# Small cabin off grid solar/battery/generator system?



## cbcansurvive

My wife and I will be looking for property in Maine very soon where we plan to build a small off grid cabin. I have been doing a lot of research over at the Outback Solar forums, but I thought I would post what I've learned over here and ask folks what they thought of my plans. 

The cabin itself
Basically we want to start with one main cabin with the intention of building two or three smaller cabins later on. The main cabin will have four rooms-three bedrooms and one kitchen/dining/common area. There will be one bathroom with a stall shower and flush toilet with an additional outside shower (like the ones you see at beach/lake houses) for summertime use. The main cabin would be where myself, my wife, and my children would sleep along with maybe one or two additional guests. It would also be where everyone ate meals, watched TV on rainy days, and would generally gather. The additional cabins would be very simple with disposable battery powered lighting (like touch lights) and no running water-those guests would need to come to the main house to use the bathroom. 

Total energy usage
Heat - Woodstove in the main house with smaller units in the guest cabins.

Hot water - Propane on demand HWH.

Refrigeration - Propane powered refrigerator. 

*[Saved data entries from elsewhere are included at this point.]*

Issue #16, opened 2024-01-07
Bi-directional door animations


pcbeard:
I've been working with these [house assets](https://loafbrr.itch.io/houses-and-props) and realized that the default animations it uses which open a door when a player character is nearby are a bit awkward to use when the doors open toward the character. Toward that end, I've prototyped a solution that I would love to see incorporated into Cogito, if possible. You can see what it looks like in [this mastodon post](https://sfba.social/@pcbeard/111712548072890686).

The main idea would be to have the door swing inward if approached from one side, and outward from the other. I implemented this by adding another Area3D to determine which side the of the door the player is approaching from, and managing a simple state machine to run the animations.

pcbeard:
Here's the GDScript code I wrote to implement this logic:

```GDScript
extends Node3D

@onready var animation = $AnimationPlayer

enum { CLOSED, CLOSING, OPENING, OPEN }
var door_state = CLOSED
var in_outside_area = false
var in_inside_area = false
var closing_animation = ""

func check_door_state():
	match door_state:
		CLOSED:
			if in_outside_area:
				door_state = OPENING
				animation.play("open_inward")
				closing_animation = "open_inward"
			elif in_inside_area:
				door_state = OPENING
				animation.play("open_outward")
				closing_animation = "open_outward"
		OPENING:
			pass
		CLOSING:
			pass
		OPEN:
			if !in_outside_area and !in_inside_area:
				door_state = CLOSING
				animation.play_backwards(closing_animation)

func _on_animation_player_animation_finished(anim_name):
	match door_state:
		OPENING:
			door_state = OPEN
		CLOSING:
			door_state = CLOSED
	check_door_state()

func _on_outside_area_3d_body_entered(body):
	if body is CharacterBody3D:
		in_outside_area = true
		check_door_state()

func _on_outside_area_3d_body_exited(body):
	if body is CharacterBody3D:
		in_outside_area = false
		check_door_state()

func _on_inside_area_3d_body_entered(body):
	if body is CharacterBody3D:
		in_inside_area = true
		check_door_state()
		
func _on_inside_area_3d_body_exited(body):
	if body is CharacterBody3D:
		in_inside_area = false
		check_door_state()
```

Phazorknight:
Thanks for this.
Your script is based on how the doors work within that asset pack and the included script. As this is a different approach on how COGITO is set up, I'm not going to include it in the repo.

That being said: I understand the request was able to add this functionality to COGITO in a different way.
[...]

PR #22, opened 2024-01-16
Add option for bi-directional door swing (using rotation tween)

grgp:
This adds the ability for doors that rotate using the Tween Parameters to open bi-directionally, depending on the position of the interactor (player). It also adds an example door in the demo scene, as you can see in the video.

Note that this PR's implementation is based on the existing `open_rotation_deg` and `closed_rotation_deg`, which seems to denote the global transform's rotation, not the local transform's.

image

https://github.com/Phazorknight/Cogito/assets/12206156/0413e050-ea0b-455c-aa46-44ef970bf8fc

Also for reference, there was an issue [here](https://github.com/Phazorknight/Cogito/issues/16) for bi-directional door animations. This PR is different because it doesn't use custom animations.


Phazorknight:
Thank you! this looks super elegant codewise.

The door script has had some changes in the experimental branch, so I will try to properly review this today or tomorrow and then hopefully merge it in.

Phazorknight (approved):

PR #50, opened 2024-02-11
Sprint, crouch, and walk footstep volume

ac-arcana:
Volume of footsteps is adjusted depending on if player is walking, sprinting, or crouching. There are variables in the player script to adjust them - walk_volume_db, sprint_volume_db, and crouch_volume_db


Phazorknight (approved):
Looks good!

PR #58, opened 2024-02-12
Dynamic Footstep System

ac-arcana:
Here is my Dynamic Footstep System. It works well in my tests. There is a demo scene included. All of the resources, assets, and scripts are contained in the DynamicFootstepSystem folder.
I did make a small change to the player script to support the system, but the system is optional and if it is not specified the player script will work normally and play generic footstep sounds.


Phazorknight:
This works great, that's exactly what I imagined.

Only a small note, then I think we can merge this into _main_:
- The added player.tscn is confusing. As your system already has a fallback sound, I see no reason keeping the old one around. Would you mind applying the new FootstepPlayer and it's script to the main player.tscn ? Feel free to include the needed changes from the player.gd script, I took a look and they seem very minor.

- In your test scene the StaminaComponent or at least the StaminaHUD doesn't seem to work? It still works in the COGITO_01_Demo.tscn so maybe some hookup got disconnected somehow.

ac-arcana:
Yes, I can get rid of the added player scene and modify the main player scene. I didn't want to change your base player without express approval.
I'm not sure why the stamina component isn't working, I'll try to figure that out. I did the basic structure of including the player, player_HUD, and pause menu and linking them together.... I'll post once I've got some more commits for this.

ac-arcana:
Def don't merge this yet, bringing these changes into the demo scene there is a bug I'll need to fix quickly

ac-arcana:
I didn't properly support static meshes and rigidbodies. Also didn't support all of the CSG shapes. I'm working on these now.

ac-arcana:
Okay I'm looking at adding support for the box in the demo right now, with the wood sounds. It looks like the box materials are inside of the box scene. I'll need to save the materials outside of the box in order to set the footstep effects. Is that alright?

Phazorknight (approved):
Amazing work!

Cooking - Propane stove with pilot light/no electronics

Electricity - CFL lighting in each room at 15W per light, CFL floods outside at 26W per light, small TV, satellite box, modem, laptop, and of course the biggie-a deep well pump which will gobble up about 2000W. 

System 
All of this gives me a usage figure of about 3kWh per day. Based on that I was told that 1.5kW of solar panels in northern Maine will provide more than enough power during the summer months and slightly less than what I need during the winter which is where the generator would come in, but I'm getting ahead of myself. I was also told that I would need at least 375Ah of storage in order to be able to have 3 days of 3kWh on hand while only discharging the batteries 50% so as not to draw them down too far. This would all be tied together (including the generator) with an Outback FLEXpower ONE panel which includes the charge controller, "brain", inverter, etc...all in one package. Now to the generator itself-I was told to take my daily load, double it, and add 25%. This was to ensure that I would have the ability to power the cabin, charge the batteries, and still have some wiggle room if need be. It's certainly a situation I could get into especially when going up in November for deer season if we don't have clear skies. So here is the system in short:

1.5kW Solar array (8 220W panels)
4 12V 104Ah Absorbed Glass Mat batteries (48V)
FLEXpower ONE unit
8.5kW Kohler propane standby generator

I'm estimating all of this to come out between $15-16K including shipping costs, wiring, and other associated work (which I'll be doing myself). I'll be honest, its more than I want to spend to be able to run a three room cabin off-grid, but I also don't want to just run a generator constantly because it's noisy, inefficient, and will likely result in a dead generator after a few years. Does the system seem to meet my needs or is it overkill? In what ways could it be scaled down? Would it be possible to shave down my electrical needs even more in order to scale the system down?


----------



## wy_white_wolf

You sure like the idea of being tied to the propane grid! :bouncy: lol I just never could understand giving up one grid for another.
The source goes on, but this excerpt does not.